I was always so protective of him in the market. I would hold his arm or put my arm on his back. I was clingy too. I often put my head on his shoulder. Sometimes, many times, I took him for granted, but most of the time, I was fully aware that I wouldn’t have him forever.
Sometimes we would go to Sari Salon and he would get a massage. Sometimes I went with him to his barber for 30 years, Houdini. He always went to the same barbershop and only wanted the same barber, Pak Maman.
Sometimes we would go to the banks. Banks are boring, but I enjoyed going to the bank with Dad. I would lean to him and put my head on his shoulder. Sometimes he would go from one ATM to another, paying bills or taking some cash.
Sometimes we would go to the mall, usually when he needed something for his gadget. We often went to ITC BSD, a place that I would never visit if I wasn’t with him. I hate that place. He would look for a new phone, or new phone accessories, or fix his phone. Sometimes he looked for new t-shirts too. Before Netflix, we also used to spend a lot of time looking for DVD’s.

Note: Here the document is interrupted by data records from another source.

PR #10571, opened 2025-01-15
fix: message content escaping message element

GretaD:
fixes #10570

PR #10587, opened 2025-01-20
fix: no selected message empty content misalignment

### LINKED ISSUE #10586: empty content when no message select is misaligned
### Steps to reproduce

1. Go to mail app and dont select any messages
2. See the empty content

### Expected behavior

centered text

### Actual behavior

Image

### Mail app version

_No response_

### Nextcloud version

_No response_

### Mailserver or service

_No response_

### Operating system

_No response_

### PHP engine version

None

### Nextcloud memory caching

_No response_

### Web server

None

### Database

None

### Additional info

regression https://github.com/nextcloud/mail/pull/10571

GretaD:
fixes #10586

### DIFF
--- a/src/components/NoMessageSelected.vue
+++ b/src/components/NoMessageSelected.vue
@@ -52,7 +52,7 @@ export default {
 }
 .app-content {
 	display: flex;
-	height: 100%;
+	height: 100% !important;
 	justify-content: center;
 	&__empty {
 		flex-grow: unset;


src/components/NoMessageSelected.vue
```diff
@@ -52,7 +52,7 @@ export default {
 }
 .app-content {
 	display: flex;
-	height: 100%;
+	height: 100% !important;
```
ChristophWurst, line 55: is there a conflicting rule that set a different height?

GretaD: yes, the app-content-details, that breaks the message content.

https://github.com/nextcloud/mail/pull/10571/files#diff-2dc54a20fa4ab6845b4b0f252336e107d33a13f5c05d966e5c104770a1b292fdR204

ChristophWurst: Wasn't that just added with https://github.com/nextcloud/mail/commit/8089ccb0f3915d57520458ecf0ce8729341cfbd4?

This doesn't smell like a maintainable solution if the v-deep is leaking to places it shouldn't and we have to pull the `!important` overwrite to push back.

Would it be possible to get rid of the deep selector?

ChristophWurst: Is Contacts missing `scoped` for the component styles?

GretaD: it comes from a css file: https://github.com/nextcloud/contacts/blob/main/src/css/contacts.scss#L25
I dont see any vue component on contacts not to be scoped and has this class

ChristophWurst: Can we move the css file into the app component that uses the lib component that is being styled?

GretaD:
close because its fixed on contacts https://github.com/nextcloud/contacts/pull/4302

Sometimes we would go to Gramedia and spend hours there, looking for books or just window shopping. Books about Java and its history always attracted him. He loved buying me books too.
When he was done with all the tasks he needed to get done with, he would ask me, “Kamu perlu ke mana lagi?” and I usually didn’t need to go anywhere else, so we would just go home. Sometimes we stopped at Total Buah on the way home. We would drink some juice or eat Tahu Gejrot, or again, buy some snacks for the football game.
When we got home, if we hadn’t had lunch yet, we would have lunch. If we had had lunch outside, we would just take a shower. He would sit at the dining table for a long time. He would check on his plans, check the ones he had done, and then he would spend more time on his phone. He usually watched a video and it usually annoyed me. I would just leave him and go upstairs.
Dad would spend hours at the dining table, looking at his phone. He would fall asleep and wake up when the phone fell off his hand, then he would look at his phone again and fall asleep again. After hours, he would finally go to the bathroom and take a shower. It would take him at least one and a half hours to shower. He would make such a loud noise, gagging, coughing, and clearing his throat.
When he emerged from the bathroom, he would smell so good. We would be able to smell his aftershave from afar.
We would have dinner together. Sometimes he took a shower after dinner, sometimes he didn’t eat dinner because he was still full from lunch. When we had dinner together, we would have more conversations, just like breakfast and lunch. If we were about to watch a football game, we would talk about the game. We would talk about the position of each team and how many points they needed to make in this game. We would analyse the probability of both teams to get to the next stage. He would ask me, “Mas Andre apa komentarnya?” or he would just tell me what Mas Andre told him.
Sometimes, when we weren’t watching football games, we would watch a movie. We mostly watched horror movies. We loved horror movies, but most horror movies were lame and not scary at all. We mostly ended up with a huge disappointment. We liked dramas too, but only the good ones.
Sometimes we would just talk the whole night. I would come to his room and we would just talk. Sometimes I asked him about his childhood. He had a lot of very interesting stories from his childhood. Sometimes we could talk until it was very late. Sometimes we talked until 2 or 3 in the morning!
When I got up, he would ask, “Udah mau tidur?” and then he said, “Ya, selamat tidur.”
I would kiss his head and say good night too. “Selamat tidur, Ayah.”